Use of aortic stent grafts in the treatment of AEF has been controversial. Generally, when an aortic stent grant is inserted in a patient with AEF, the space in the false lumen fills with blood clots, and the space becomes smaller as the clots are absorbed. However, infections tend to persist in patients with an AEF, and since an aortic stent graft lacks elasticity and has a larger diameter compared to the normal aorta, it may apply pressure on the mediastinum. The aortic stent graft may irritate the esophagus, and worsen the AEF [7]. For these patients, extracorporeal circulation, removal of the aortic stent graft, and bypass surgery must be performed [7,8].

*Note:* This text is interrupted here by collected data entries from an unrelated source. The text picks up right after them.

PR #582, opened 2018-11-07
Fix Connection update over-writing Connection settings.

joshcanhelp:
### Changes

This fixes a bug that can cause unintended changes to database connection settings when saving a new password policy. Specific changes:

- Add object property checking to `WP_Auth0_Api_Client::update_connection()` to avoid unnecessary payload errors from the server.
- Remove duplicate connection cleanup from `WP_Auth0_Api_Operations::update_wordpress_connection()`
- Return old password policy setting if an API call fails during validation
- Pass entire connection object to the update API call to avoid unintended settings changes in password policy validation and new connection creation
- Add a large number of tests to confirm behavior
- Docblocks to help investigation and refactoring in the future

### References

- [WP forum report](https://wordpress.org/support/topic/db-migration-automaticly-disable-it-self-after-plugin-save-in-wp-admin/)

### Testing

#### Scenario 1: Updates to the password policy in wp-admin

1. Start with a working WP-Auth0 install with a DB connection active
2. In the Auth0 dashboard, make sure the connection has a non-default setting (username required turned ON or custom DB migration)
3. In wp-admin, change the password policy and save

**Expected behavior:**

Password policy is changed, other settings are not affected.

#### Scenario 2: Connection creation during the setup wizard

1. Start with a WP install without WP-Auth0 installed
2. Activate the plugin and walk through the setup wizard (any option)

**Expected behavior:**

Install completes without errors in WordPress; New client created associated to new DB connection in Auth0.

### Checklist

### DIFF
--- a/lib/WP_Auth0_Api_Client.php
+++ b/lib/WP_Auth0_Api_Client.php
@@ -611,6 +611,17 @@ class WP_Auth0_Api_Client {
 		return json_decode( $response['body'] );
 	}
 
+	/**
+	 * Update a Connection via the Management API.
+	 * Note: $payload must be a complete settings object, not just the property to change.
+	 *
+	 * @param string   $domain - Auth0 Domain.
+	 * @param string   $app_token - Valid Auth0 Management API token.
+	 * @param string   $id - DB Connection ID.
+	 * @param stdClass $payload - DB Connection settings, will override existing.
+	 *
+	 * @return bool|object
+	 */
 	public static function update_connection( $domain, $app_token, $id, $payload ) {
 		$endpoint = "https://$domain/api/v2/connections/$id";
 
@@ -618,6 +629,14 @@ class WP_Auth0_Api_Client {
 
 		$headers['Authorization'] = "Bearer $app_token";
 		$headers['content-type']  = 'application/json';
+
+		unset( $payload->name );
+		unset( $payload->strategy );
+		unset( $payload->id );
+
+		if ( ! empty( $payload->enabled_clients ) ) {
+			$payload->enabled_clients = array_values( $payload->enabled_clients );
+		}
 
 		$response = wp_remote_post(
 			$endpoint,
--- a/lib/WP_Auth0_Api_Operations.php
+++ b/lib/WP_Auth0_Api_Operations.php
@@ -30,10 +30,6 @@ class WP_Auth0_Api_Operations {
 		$connection->options->customScripts->login    = $login_script;
 		$connection->options->customScripts->get_user = $get_user_script;
 
-		unset( $connection->name );
-		unset( $connection->strategy );
-		unset( $connection->id );
-
 		WP_Auth0_Api_Client::update_connection( $domain, $app_token, $connection_id, $connection );
 
 	}
@@ -99,34 +95,10 @@ class WP_Auth0_Api_Operations {
 		$response = WP_Auth0_Api_Client::create_connection( $domain, $app_token, $body );
 
 		if ( $response === false ) {
-
 			return false;
-
 		}
 
-		$connections   = WP_Auth0_Api_Client::search_connection( $domain, $app_token, 'auth0' );
-		$db_connection = null;
-
-		$migration_connection_id = $response->id;
-
-		foreach ( $connections as $connection ) {
-			if ( $migration_connection_id != $connection->id && in_array( $client_id, $connection->enabled_clients ) ) {
-				$db_connection = $connection;
-
-				$enabled_clients = array_diff( $db_connection->enabled_clients, array( $client_id ) );
-
-				WP_Auth0_Api_Client::update_connection(
-					$domain,
-					$app_token,
-					$db_connection->id,
-					array(
-						'enabled_clients' => array_values( $enabled_clients ),
-					)
-				);
-			}
-		}
-
-		return $migration_connection_id;
+		return $response->id;
 	}
 
 	// $input['geo_rule'] = ( isset( $input['geo_rule'] ) ? $input['geo_rule'] : 0 );
--- a/lib/admin/WP_Auth0_Admin_Advanced.php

Tracheoesophageal fistula may be caused by congenital factors, injury, inflammation, and neoplasm. AEF in adults is mostly associated with neoplasm [9]. A small tracheoesophageal fistula may be repaired through an endoscopic or interventional procedure. However, a recurrent tracheoesophageal fistula or one larger than 1 cm requires surgical treatment. In addition, it is difficult to expect complete closure of a fistula caused by neoplasm using interventional procedures [9]. Therefore, a tracheoesophageal fistula in esophageal cancer patients requires surgical treatment in most cases; when accompanied by serious complications, as in the present case, close monitoring following surgery is necessary.

In this case report, endovascular aortic repair was performed as the initial treatment of AEF caused by esophageal cancer. While the possibility of later complications due to the aortic stent graft must be considered, thoracic endovascular aortic repair has clear advantages, in that it can accurately and rapidly stop bleeding when symptoms worsen and lead to shock, as in the present case. Thoracic endovascular aortic repair should be the preferred method of treatment for an AEF caused by esophageal cancer rather than aortic aneurysm.